- EXERCISE DIRECTIONS -
Lines containing the string "link": how many are there below? Answer with the number only.

- DATA -
---
PR #656, opened 2020-12-17
Homepage Posts block: add optional 'continue reading' link underneath excerpts

### LINKED ISSUE #495: Blog Posts Block: Add option for manual Continue Reading link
---
- EXERCISE RESPONSE -
2